肉食女子とオカン系男子×2

僕の幼馴染みはものすごく偏食家だ。
お肉しか食べたくないなんて言って、大学のために一人暮らしを始めた途端それを実行に移したくらい。もしかしたら一人暮らしは大学のためじゃなくてその食生活のためなのかもしれないというのは考えすぎだろうか。
一人暮らしを心配したご両親に、バランスよく食べてるか様子を見るように頼まれた。いい報告がしたくて試行錯誤しているけれど、僕は何一つ成功していないのが現状だ。最低限の栄養素も取ろうとしない彼女のために飲みやすい野菜ジュースを作っても逃げ出すし、最後の手段だと栄養サプリメントを飲ませても親の仇を見るような目で睨まれるし。
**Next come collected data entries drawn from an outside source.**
PR #800, opened 2018-09-26
Add allowClear property to select2 inputs

circlecube:
Add the select2 property `allowClear` to select2 input fields. Set default value to false (since it's currently not included, though it may be better as set to true). 

This fixes issue 610 https://github.com/wp-shortcake/shortcake/issues/610

### DIFF
--- a/js/build/shortcode-ui.js
+++ b/js/build/shortcode-ui.js
@@ -1856,7 +1856,10 @@ sui.views.editAttributeSelect2Field = sui.views.editAttributeField.extend( {
 	render: function() {
 
 		var self = this,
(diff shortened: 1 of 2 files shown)


goldenapples:
This looks good, but can you make the change in the [src file](https://github.com/wp-shortcake/shortcake/blob/5849e07f9199d9494730deabd4d945163e539fb5/js/src/views/select2-field.js#L94) and then run the grunt task? Thanks.

circlecube:
Ha, that would help. (facepalm) - There we go.

goldenapples:
:100: Merging, so this can get into the next release version.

彼女のためにやってることなのになんて報われないんだろう。

そんな律子は今日もまた、肉以外を殆ど残して「ごちそうさまでした」箸を置いた。

「まだこんなに残ってるじゃないか!」
「もう限界です」
「だめだめ、普段全然食べてないんだから今日くらいちゃんと食べないと!」

野菜炒めもピーマンの肉詰めも他にもいろんな料理があったのに、どれひとつとして完食されていないなんて勿体ない。作ってくれた人に失礼だろう、そう説教をする僕の肩を叩くのは、この場にひとりしかいない。

「まあそんなカリカリすんなって」
「留三郎……」

苦笑する留三郎は外したエプロンを僕の頭に乗せると、僕と律子の間に割って入るように腰を下ろした。そうすればパッと律子の顔が明るくなって、留三郎もそれに笑顔を向ける。なんだろう、僕が悪者みたいじゃないか。
ちなみにどうでもいいことだけどエプロンは律子のお母さんが律子のためにと買った薄いピンクのもので、しかし留三郎しか着てないと言っても過言じゃない筈だ。相変わらず似合わない。

「おっ、野菜もちゃんと食べたんだな、偉い偉い。肉団子の中に混ぜてたのも食えただろ?」
「うん。留くんのご飯、おいしいから」
「よーし、じゃあトマトもうひとつ食べれたらこの後の飲み会でウインナー茹でてやる」
「え、本当に?」
「ああ。小平太にも取られないようにしてやるからな。お前の好きなマスタードソースもつけるぞ」
「食べるっ!」

留三郎に頭を撫でられる律子は瑞々しげなトマトを手に取ると「これはケチャップこれはケチャップ……」自分に暗示を掛けるようにぶつぶつ呟いてかぶりついた。肉と一緒じゃなきゃ食べようとしない律子がこんなに言うことを聞くのは留三郎にだけだ。

「……留三郎が甘やかすから」
「いやぁ、可愛いからつい」

黙々と涙目になりながらも食べ進める律子を留三郎は撫で続ける。ものすごく笑顔でなんだか心配になるけど、栄養を摂らせているのは殆ど留三郎だから僕に止めることはできない。
甘やかしているとは言うけど、留三郎だってそればかりじゃない。こうやってたまに無理強いをして、でも律子は応えようとする。僕だって律子のことを考えてるのにこの違いは何なんだろう。同じ幼馴染みなのに何が違うんだろう。

「やっぱり料理の腕前かな……」

餌付けとしか思えない。僕にも料理の腕があればよかったんだろうか。でも僕は料理をすれば大抵不運に見舞われて失敗する。あまり失敗のない薬膳料理は一口も食べないし、自信のある野菜ジュースも全然飲んでもらえない。だからと言って野菜ジュースに肉を混ぜたりしたら今後口を利いてくれることすらなくなるだろう。
それはさすがに嫌だけど、このままじゃご両親に顔向けできない。律子の幼馴染みとして出来ることは、僕にはないんだろうか。

「ごちそうさま。あれ、伊作くんどうしたの?」
「……律子、たまには伊作の野菜ジュースも飲んでやれよ」
「うーん……留くんのメンチカツサンドと一緒なら」

首を傾げる律子に留三郎が苦笑しているなんて気付かないまま頭を悩ます。
数日後メンチカツサンドに流し込まれる野菜ジュースに、これは何か違うだろうと再び悩むことになることを、僕はまだ知らない。